Sweatshop Movie Review
Gross, gory, green, ghoulish & Goth.
By:stacilayne
Updated: 10-12-2009

 

 

 

 

I don't know many people who say, "Oh, I just love horror movies about doomed Goth kids at a rave who're getting picked off one-by-one!" What's more, I know even fewer people who are artistically driven, or even want, to direct those kinds of movies. Usually brutally slain Goth characters are a mortgage payment, or a way to break into the biz. But in this case, it seems as though established filmmaker Stacy Davidson actually thought making Sweatshop would be a good thing. It was good for me.
 
Surprisingly so. I mean, I'm not typically drawn to horror movies about doomed Goth kids at a rave who're getting picked off one-by-one, either. It's not easy but I do try and set personal bias aside when I review a movie. If at all possible, I will go in knowing nothing (I try to avoid synopses, trailers, teasers, etc.), my mind as blank as can be (my own critics will undoubtedly say this isn't much of a stretch). All I knew about Sweatshop was the title, and what I saw of the TCM-Saw-Hostel gritty-style poster art.
 
Sweatshop is very much a systematic stalk-and-slash. But it's got panache. Presentation-wise, it reminds me of another as-yet unreleased murder-spree I screened earlier this week called Red Velvet. Both movies are visually heightened, placing a great deal of importance on the color, sets, costumes, design, makeup, lighting and cinematography. I'm weary of dreary, and so Sweatshop's otherwise stock plot and characters are made palatable thanks to the way it looks.
 
More of a masher than a slasher (the main masked, concealed killer known as The Beast [Jay Sumrall] carries a deadly sledgehammer), Sweatshop opens on Charlie (Ashley Kay) an underground-rave mastermind whose parties are simply to die for. She's found an enormous vacant factory that's the perfect space for spinning tunes, serving spiked alcohol, dealing drugs, dancing and furtive public sexual encounters — there's only an hour to set up before the private guests show up, so Charlie and her posse had better get busy. And busted. With a sledgehammer. Ouch.
 
There also some other deadly creatures lurking in the shadows of this fiendish terror tale, but I'm not sure what they are. Not that it matters, because they're scary! The makeup and blood effects, done by Oddtopsy FX, Rancid House, and prop-maker Mike Oliver, are some of the best I've seen this decade. They are really cutting-edge — in every sense of those words. And when I say "seen" I mean that: That's one of the things I truly appreciated about Sweatshop. It's not dim and murky. If anything, it brings to mind Christmas night. Bright, beautiful, beckoning and crisply dark just where it needs to be. There are electric greens, reds, blues, and whites — from actual strings of lights to the glistening pigments on the ladies' eyelids.

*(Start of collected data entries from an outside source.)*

PR #172, opened 2019-11-27
version: add missing build information

seanmalloy:
**Description**

The ldflags being set at build time were not mapping to any variables in
the version package. Added the required variables to the version package to
match what is in the Makefile.

Additionally removed build scripts that are no longer needed.

This pull request is not related to an open GitHub issue.

**Type of change**


Makefile
```diff
@@ -3,20 +3,19 @@
 REGISTRY ?= quay.io
 REPOSITORY ?= $(REGISTRY)/kohlstechnology
 
-BUILD_COMMIT := $(shell ./scripts/build/get-build-commit.sh)
-BUILD_TIMESTAMP := $(shell ./scripts/build/get-build-timestamp.sh)
-BUILD_HOSTNAME := $(shell ./scripts/build/get-build-hostname.sh)
+COMMIT=`git rev-parse HEAD`
+BRANCH=`git symbolic-ref --short -q HEAD || echo HEAD`
+DATE=`date -u +%Y%m%d-%H:%M:%S`
```
sbar95: $() could be used instead of backticks - they are considered [legacy syntax](https://unix.stackexchange.com/a/126928)

Makefile
```diff
@@ -3,20 +3,19 @@
...
+LDFLAG_LOCATION=github.com/KohlsTechnology/eunomia/version
```
akavel: how about calling the variable `VERSION_PKG`  instead, to describe what is the meaning of the value? this is not really a LDFLAG by itself; also, I think we had a similar discussion in a different repo related to Raspberry Pi before ;P

Makefile
```diff
@@ -3,20 +3,19 @@
 REGISTRY ?= quay.io
 REPOSITORY ?= $(REGISTRY)/kohlstechnology
 
-BUILD_COMMIT := $(shell ./scripts/build/get-build-commit.sh)
-BUILD_TIMESTAMP := $(shell ./scripts/build/get-build-timestamp.sh)
-BUILD_HOSTNAME := $(shell ./scripts/build/get-build-hostname.sh)
+COMMIT=`git rev-parse HEAD`
```
akavel: the script had a feature for adding a `-dirty` suffix; would we want to try and keep it?

seanmalloy: My opinion is no I don't think we need to add a `-dirty` suffix. Let me know if you think this would still be a useful feature.

Makefile
seanmalloy: @sbar95 fixed in 8c33c73cbbaf765b26fd30bd0a267caf5e286c7c

Makefile
seanmalloy: @akavel fixed in 928ee721be3f20a1a8b7f4282665e8fee5665643

seanmalloy:
@akavel and @sbar95 please review again, and let me know what you think. I will squash commits before merging.

Makefile
akavel: Hm; now that I think of it, it's too far from the place where it's used anyway, and some commands could be run between the two places, so it could be misleading anyway. So in the end I'm ok with removing it, thanks.

seanmalloy:
I cleaned up the commit history. Should be good for merge now.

And yeah… those eyes are gouged more than once. Sweatshop ain't shy when it comes to the slaughter.
 
I would be remiss if I didn't state I wasn't entirely entertained by the flick from beginning to end — it does lag here and there, and the acting is dodgy from some — but all things considered it's among the cream of the modern exploitation horror crop. it's effective and original, for sure. And I want a sledgehammer for Christmas.